The Sky (Lab) is falling


In the summer of 1979, a kind of hysteria gripped my neighborhood. For a non precocious 8 year old it appeared to be the end of the world. All thoughts similar to 2012 were being conjured up, and as a part of a small motley crowd of youngsters i was particularly an impressionable kid then. For days on end this group would animatedly talking of a thing called ‘Skylab’ - a huge monster up in space that was about come crashing down to earth in a fiery ball. But the catch was this; the Skylab of all places could most probably fall in India and a sure shot destination would be my hometown (Belgaum). 

Maybe the hysteria was fueled by the fact that until the final hours nobody (including the Americans) had a clue where it would eventually fall. And in its orbital path lay some of the world's most populous areas, including all of the U.S., much of Europe, India and China.

The 77 ton monster did come crashing down, and due to miscalculation error it landed in western Australia rather than south Africa. The size of this space station - about 9 stories tall had fueled all kinds of wild stories then… a period when there was no 24 Hours live television or  internet streaming , word of mouth (call rumour in this case) was a powerful tool then, and  this group made me believe that it was indeed a time for a  prayer and bid goodbye. 

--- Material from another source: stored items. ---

PR #2817, opened 2026-09-03
Minor fix for tessellation

denisk-dev:
Increasing the indirect max vertex count and fixing what seems to be an incorrect buffer offset.

This fixes terrain tessellation with Kitten Space Agency.

Please, let me know if this change makes sense, or if it's a one-off that fixes KSA.

Issue #2376, opened 2024-10-13
Vertex indices seem invalid when using indexed draw with tessellation


tomaka:
Here's my situation:
I have a draw call that uses a tessellation shaders. Everything is working.
If I write the `VkDrawIndirectCommand` corresponding to my call to a buffer, and replace `vkCmdDrawIndexed` with `vkCmdDrawIndexedIndirect` pointing to this buffer, the object no longer renders.

Debugging with XCode shows that my indirect buffer indeed contains the correct data. The problem comes from the fact that all the elements in the geometry of the object (the tessellation evaluation shader output) are identical.

Digging a bit into what MoltenVK is doing, it seems that it's because the MVK-injected compute shader that executes [`cmdDrawIndexedCopyIndex32Buffer`](https://github.com/KhronosGroup/MoltenVK/blob/f79ab2a29ec2da87069f389604cc02f32510f69d/MoltenVK/MoltenVK/Commands/MVKCommandPipelineStateFactoryShaderSource.h#L492) has a workgroup size of 0, and thus all the indices in the index buffer remain at their initial value of 0, and thus the MVK-injected compute shader that later generates the vertex data (it's not clear to me whether it's the vertex shader input or the tessellation shader input, but this doesn't matter) repeatedly copies vertex element 0 over the entire vertex data.

I have the impression that this workgroup size is supposed to be written [here](https://github.com/KhronosGroup/MoltenVK/blob/f79ab2a29ec2da87069f389604cc02f32510f69d/MoltenVK/MoltenVK/Commands/MVKCommandPipelineStateFactoryShaderSource.h#L467-L469). However, `destVTX` points to offset 12 of `destBuf`, while the shader that executes `cmdDrawIndexedCopyIndex32Buffer` later reads its indirect calls from offset 0 of that same buffer. Offset 0 is where [`destSI`](https://github.com/KhronosGroup/MoltenVK/blob/f79ab2a29ec2da87069f389604cc02f32510f69d/MoltenVK/MoltenVK/Commands/MVKCommandPipelineStateFactoryShaderSource.h#L476-L478) is located. 
Maybe I'm misunderstanding what MoltenVK is doing here, but I suspect that there's a bug somewhere with these offsets and that the workgroup size is supposed to read from `destVTX`?

MoltenVK version: 1.2.11

PR #2820, opened 2026-09-05
Correct tessellation patch counts and indexed-indirect command layout

dttdrv:
Discard incomplete patches per instance and pack the captured vertices accordingly, so direct and indirect draws produce the same complete patches. Also reserve both dispatch records written by indexed-indirect conversion and advance source commands by their supplied stride.

The index-copy dispatch offset is already fixed by #2817 and is excluded from this proposal.

Related to #2376.


dttdrv:
I fixed the index copy bounds and the buffer size after uint8 conversion. the copy now uses the valid index count and copies one instance row.
the indirect conversion kernels write records at a 256-byte stride, but the host was advancing by the uniform-buffer alignment. that could make later draws read padding, making them both use 256 bytes now

PR #2821, opened 2026-09-05
Add support for VK_EXT_shader_object.

utzcoz:
Metal bakes into a MTLRenderPipelineState most of the state a shader object leaves dynamic, and MoltenVK generates MSL that depends on the adjoining stages and the vertex layout, so a VkShaderEXT cannot be translated when it is created. It holds its SPIR-V, and a draw builds or reuses the pipeline that the bound shaders and the current state amount to, keyed on everything Metal cannot change afterwards. Cheap state such as the viewport stays dynamic, so it does not force a rebuild. A shader binary is the SPIR-V behind a header naming the driver that produced it, sharing the pipeline cache UUID because the same changes invalidate both.

Both vkCmdSetVertexInputEXT and vkCmdBindVertexBuffers2 set the vertex stride and the later call wins, so which of them set it last selects the pipeline, and decides whether the stride is baked in or read from the buffer bindings.

Eleven dynamic state setters that were empty stubs now record their state, since enabling shader objects makes all of them usable. An entry point may now name a second extension that also provides it, because VK_EXT_shader_object supplies every setter the extended dynamic state extensions do. The NV dynamic state setters that VK_EXT_extended_dynamic_state3 names are provided as no-ops, the way vkCmdSetColorBlendAdvancedEXT already is, with their feature bits reporting false.

A draw whose shaders cannot be made into a pipeline is skipped rather than run against nothing, which Metal would fault on. Changing any of the state a pipeline was built for drops it, so that the next draw resolves again instead of silently rendering with the old values. Writing a value that is already there is not a change, because applications commonly re-set every dynamic state before each draw and that must not cost a pipeline resolve every time.

Tessellation shader objects work except in point mode, which MoltenVK reports as unsupported through VK_KHR_portability_subset. Linked shaders cannot be exercised at all, because every CTS case for them also needs geometry shaders.

CTS over dEQP-VK.pipeline.monolithic.vertex_input, pipeline.monolithic.dynamic and dynamic_state, 13967 tests:

  Pass 9203 -> 9383, Fail 5 -> 5. The only change is 180 tests that
  were skipped and now pass; no test changed in any other way.

CTS over dEQP-VK.shader_object.create, binary and misc, 1203 tests:

  Pass 0 -> 522, Fail 0 -> 0, and no test crashes the driver.

CTS over the rest of dEQP-VK.shader_object: every case of binding, link, tessellation, performance, pipeline_interaction and api, plus one in sixty of rendering, 4535 tests:

  Pass 0 -> 1039, Fail 0 -> 27, and no test crashes the driver.
  Nothing in the rendering sample fails. The failures are 23
  performance tests, which time a single command recording call and
  compare maxima over a hundred iterations, and whose outcome varies
  from run to run on the same build, and four that need tessellation
  point mode, which MoltenVK reports as unsupported through
  VK_KHR_portability_subset.

### DIFF
--- a/MoltenVK/MoltenVK/Commands/MVKCmdTransfer.h
+++ b/MoltenVK/MoltenVK/Commands/MVKCmdTransfer.h
@@ -133,6 +133,7 @@ typedef MVKCmdBlitImage<4> MVKCmdBlitImageMulti;
 typedef struct {
     VkImageSubresourceLayers srcSubresource;
     VkImageSubresourceLayers dstSubresource;
+	uint32_t dstDepthPlane;		/**< The depth plane resolved into, for a 3D destination image. */
 } MVKMetalResolveSlice;
 
 /**
--- a/MoltenVK/MoltenVK/Commands/MVKCmdTransfer.mm
+++ b/MoltenVK/MoltenVK/Commands/MVKCmdTransfer.mm
@@ -829,6 +829,7 @@ void MVKCmdResolveImage<N>::encode(MVKCommandEncoder* cmdEncoder) {
 	uint32_t expCnt = 0;
 	uint32_t copyCnt = 0;
 	uint32_t sliceCnt = 0;
+	bool isDst3D = _dstImage->getImageType() == VK_IMAGE_TYPE_3D;
 
 	for (const auto& vkIR : _vkImageResolves) {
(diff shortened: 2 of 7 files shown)


alyssarosenzweig:
This is fundamentally against the entire spirit of the EXT and indeed Vulkan itself, which is to eliminate draw-time recompiles.

utzcoz:
@alyssarosenzweig Thanks for your feedback. I will check whether I can avoid it.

The chances of getting hit by a debris weighing upto 90 Kgs from a falling space satellite, it has now been estimated, is  2,50,000 time more unlikely than  humans winning a lottery

As news of a similar event appeared in newspapers today (6 tonne NASA satellite falls on earth, place unknown), I cant help but chuckle at the thought of it being such a non event. On second thoughts maybe the world is such a noisier & turbulent place now and amidst all this deluge of information, a wondrous event like this does not evoke the same kind of awe and wild imagination as it did in the summer of 1979.